= SYSTEM.INI =

Configuration file for Microsoft Windows

SYSTEM.INI is an initialization (INI file) used in early versions of Microsoft Windows (from 1.01 up to Me) to load device drivers and the default Windows shell (Program Manager or Windows Explorer), among other system settings. Many of these settings were honored in Windows 9x (95, 98 and Me), although the INI files had begun to be phased out in favor of the Windows Registry. Windows NT 4.0, 2000, XP and Server 2003 still acknowledge some SYSTEM.INI entries in order to provide backwards compatibility with older 16-bit applications. Windows Vista and beyond also have SYSTEM.INI as well. However, when a fresh install of XP/Server 2003 is performed, the SYSTEM.INI file created contains by default only these lines:

- for 16-bit app support
[drivers]
wave=mmdrv.dll
timer=timer.drv
[mci]
[driver32]
[386enh]
woafont=dosapp.FON
EGA80WOA.FON=EGA80WOA.FON
EGA40WOA.FON=EGA40WOA.FON
CGA80WOA.FON=CGA80WOA.FON
CGA40WOA.FON=CGA40WOA.FON

==Editing==
Microsoft bundles two specialized text/ASCII editors for core configuration files (such as PROTOCOL.INI, WIN.INI, SYSTEM.INI, CONFIG.SYS, and AUTOEXEC.BAT) with its operating systems.

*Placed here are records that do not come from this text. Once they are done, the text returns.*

PR #950, opened 2021-10-07
fix: Algolia search filter on version

DeMoorJasper:
Add a facet filter on version to only show results of v2 docs in v2.

Related config change https://github.com/algolia/docsearch-configs/pull/4708

### DIFF
--- a/src/assets/scripts/search.js
+++ b/src/assets/scripts/search.js
@@ -1,13 +1,13 @@
 // When the search input is focused, add a class to the header.
 // This is used to hide some other elements and expand the search bar.
-let search = document.querySelector('#search-input');
-let header = document.querySelector('.parcel-docs-header');
+let search = document.querySelector("#search-input");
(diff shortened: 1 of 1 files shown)


src/assets/scripts/search.js
```diff
@@ -1,26 +1,29 @@
...
 };
 
 docsearch({
   apiKey: "8b6be780425a72d1a1683abea2636778",
   indexName: "parceljs",
   inputSelector: "#search-input",
   algoliaOptions: {
-    facetFilters: ["lang:v2"],
-  }
+    facetFilters: ["lang:en", "version:v2"],
```
DeMoorJasper, line 18: This is the real change, ensuring we only show v2 docs and filter on actual language instead of the v2 hack.

We could also update this for v1, but worst case scenario they just end up on the v2 docs which is probably fine. Might even nudge people towards using v2 :D

devongovett (approved):

PR #975, opened 2021-10-28
vue: add type="module" for v2

nim65s:
Hi,

This example wasn't working for parcel v2.
We just need to follow https://parceljs.org/getting-started/migration/#%3Cscript-type%3D%22module%22%3E


mischnic (approved):
Thanks!

PR #981, opened 2021-11-23
Plugin browser

mischnic:
Integration questions:
- [x] Should this be integrated somewhere else (e.g. as a docs page with the search as the content)
- [x] Open for design suggestions on the actual search, it's not really consistent with the existing pages

Search Data:
- [ ] I noticed when adding `restrictSearchableAttributes` was that it changes the order to first list all non-org packages and then the scoped ones even if the scoped ones are more popular/newer


thewilkybarkid:
This will be really useful, thanks.

I've noticed that at least one result is a 404 (`@hellofresh/parcel-transformer-md`).

Is it possible to search by all types? It might be more useful to start with that, as it's not always obvious which type something is.

mischnic:
> Is it possible to search by all types? It might be more useful to start with that, as it's not always obvious which type something is.

Not sure if Algolia allows something like "parcel-transformer-* | parcel-reporter-* | ..." was a search term (wildcards and alternatives)

> I've noticed that at least one result is a 404 (@hellofresh/parcel-transformer-md).

I would guess that this is either a private package that is somehow still indexed by Algolia, or it was recently deleted.

devongovett (approved):

PR #982, opened 2021-11-28
Design updates for plugin browser

devongovett:
@mischnic wdyt?

Only did dark mode so far and didn't touch mobile. Didn't change too much, just tried to integrate with the rest of the site. Ideally it might go through eleventy first so it has the layout? Not sure where in the left nav to put the item. Maybe underneath plugins in features?


mischnic:
Looks great!

If we didn't have the link from the landing page, I would say that it's too well hidden in the sidebar? Maybe add put it in the docs/blob switcher?

I noticed that the color transition is slightly different:

https://user-images.githubusercontent.com/4586894/143771435-c6d48020-e8aa-46b6-b981-cdf8dca67d3e.mov

And personally, I also find it odd when the page content is in English but then some elements (the relative publish date) are in another language 🤷

devongovett:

Sysedit is an MDI text editor that opens all these files simultaneously, available in all versions of Windows beginning with Windows 3.0, except Me and no longer after Windows 7. MSConfig is a front end interface application that allows the user to enable and disable drivers, Windows shell and applications separately from being loaded at startup by the aforementioned files and from the Run, RunEx, and RunOnce Windows Registry keys.